Top 50,000 paying Adsense keywords (purchased from a shady looking website) - iamelgringo
https://docs.google.com/leaf?id=0B2QExXr67OcTZjNlNDYwMTktNmE4YS00MTYyLTg1NGUtMmJhMzg0YmIzZjBi&hl=en
======
iamelgringo
So, last March, after two startup ideas bombed, I was doing some research on
where online advertising revenue was being spent. I figured that if I was
going to even partially monetize with ad revenue, it made sense to figure out
what topics and niches were paying.

As part of that research, I ended up purchasing a list of the top 50k paying
keywords off a shady looking website. The site only took PayPal, and they were
only charging 50 bucks, so I figured it was worth it, and I wasn't risking too
much aside from exposing my PayPal account, so I bought it.
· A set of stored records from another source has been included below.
PR #1355, opened 2021-09-23
Sort sites menu

robsonsobral:
## Overview

I'm just sorting menu of sites. I don't think a single line deserves even a changelog.

## Nature of This Change

- [x] 🐛 Fixes a bug
- [ ] 💅 Fixes coding style
- [ ] ✅ Adds tests
- [ ] 👽 Adds new dependency
- [ ] 🔒 Improves security 

- [x] Yes
- [ ] No

## Documentation

### DIFF
--- a/system/ee/ExpressionEngine/View/_shared/sidebar/navigation/navigation.php
+++ b/system/ee/ExpressionEngine/View/_shared/sidebar/navigation/navigation.php
@@ -10,6 +10,7 @@
 
 					<?php
                     if (!empty($sites)) :
+                    asort($sites);
                     foreach ($sites as $site_id => $site_name):
                         if ($site_id != ee()->config->item('site_id')) :
                     ?>
--- a/system/ee/ExpressionEngine/View/_shared/sidebar/navigation/navigation.php
+++ b/system/ee/ExpressionEngine/View/_shared/sidebar/navigation/navigation.php
@@ -10,7 +10,6 @@
 
 					<?php
                     if (!empty($sites)) :
-                    asort($sites);
                     foreach ($sites as $site_id => $site_name):
                         if ($site_id != ee()->config->item('site_id')) :
                     ?>
--- a/system/ee/legacy/libraries/Session.php
+++ b/system/ee/legacy/libraries/Session.php
@@ -1307,6 +1307,8 @@ class EE_Session
 
         $this->userdata['assigned_sites'] = $assigned_sites->all()
             ->getDictionary('site_id', 'site_label');
+
+        asort($this->userdata['assigned_sites']);
     }
 
     /**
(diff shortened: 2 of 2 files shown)


system/ee/ExpressionEngine/View/_shared/sidebar/navigation/navigation.php
```diff
@@ -10,6 +10,7 @@
 
 					<?php
                     if (!empty($sites)) :
+                    asort($sites);
```
intoeetive: Could it be better to sort the sites when those are fetched? That would also give more freedom if we'd want to make sorting configurable (whether we want to have it by ID or name, etc)

robsonsobral:
Do you want me to change it [here](https://github.com/ExpressionEngine/ExpressionEngine/blob/49d282f67c4ff5e7a79830bc8b94550b31013383/system/ee/legacy/libraries/Session.php#L1284)?

intoeetive:
@robsonsobral I think that might be the best. It will make the list already sorted when it's being used elsewhere

robsonsobral:
It's done, @intoeetive . However, I didn't like the result. I guess the previous code is safer.

intoeetive:
Can you share why you think this code is not safe?

(also, would it be better if we sort before saving to `userdata`, not after?)

robsonsobral:
I was in doubt because at some point, somebody chose to [reverse sort](https://github.com/ExpressionEngine/ExpressionEngine/blob/49d282f67c4ff5e7a79830bc8b94550b31013383/system/ee/legacy/libraries/Session.php#L1289) the sites and I didn't know why. So, I took sometime digging the file history and found it's a regression caused on a [commit](https://github.com/ExpressionEngine/ExpressionEngine/commit/203b551c98917782351408fb5330a2ac7bfca5e7#diff-dd0cee0b8a116d64bba79702feed27ea0c571adc834c3f4ae338a06774b4cf76R1373) by @obfuscode .

Can you, please, check if you agree to change the sorting order of the site here, @obfuscode ? (it's nothing personal!)

obfuscode:
Do you have a link to a more specific commit @robsonsobral ? That commit link just goes to where Matt merged in 3,690 files? Nothing personal taken! I want to make sure we get the best version of the code in as well! :)

obfuscode:
So I do see where in that link the change was made but not any reason why `desc` was specifically added.

robsonsobral:
To me, it looks like a simple mistake when adapting the code to the PSR standard. If so, this fix can be rebased and merged.

(It's really weird to see the sites in reversed order. Why?!)

intoeetive (approved):
I have looked through the Git history and I was only able to track this down to merge commit by EllisLab back in 2019: https://github.com/EllisLab/ExpressionEngine-Private/commit/3b8aba2e586b4b5607b07760fe85507af706ec9d
It does not show specifically this change and it does not show the reasoning. I believe this was done my mistake.
Approving the PR

PR #1387, opened 2021-10-06
Feature/6.x/select within grid, EECORE-1235

### LINKED ISSUE #1172: [EE6] Select dropdown fields within grid and file grid fields should default to unselected
When creating a new channel entry, standalone select dropdown fields default to being unselected — with an additional "Choose wisely" meta-option added to show this.

Select dropdown fields within grid and file grid fields, on the other hand, default to the first actual option. This behaviour is inconsistent with the above, and, in the absence of a prompt which directs users to make a selection, makes it more likely that default selections will be left in place, perhaps incorrectly.

For consistency, and to enforce a conscious selection, select dropdown fields within grid and file grid fields should also default to being unselected.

I was pretty skeptical of the data at first, but I randomly spot checked
around 50 search terms, with my Adsense account, and they seemed to correlate
pretty closely.

I then wrote a script to cross reference how much people were paying for each
set of keywords with how many results were returned for those keywords. That
gave me a ratio of High cost keywords::number of results, which was
enlightening.

Mind you, this data is suspect. Google doesn't charge a fixed rate for their
advertising rates, from what I understand, each time an ad is served, the
price essentially depends on an auction and the price varies accordingly.
Also, I bought this data off a shady looking website during a really low point
in one of the worst economies in decades. _Caveat Emptor_

That being said, I thought you might find it interesting.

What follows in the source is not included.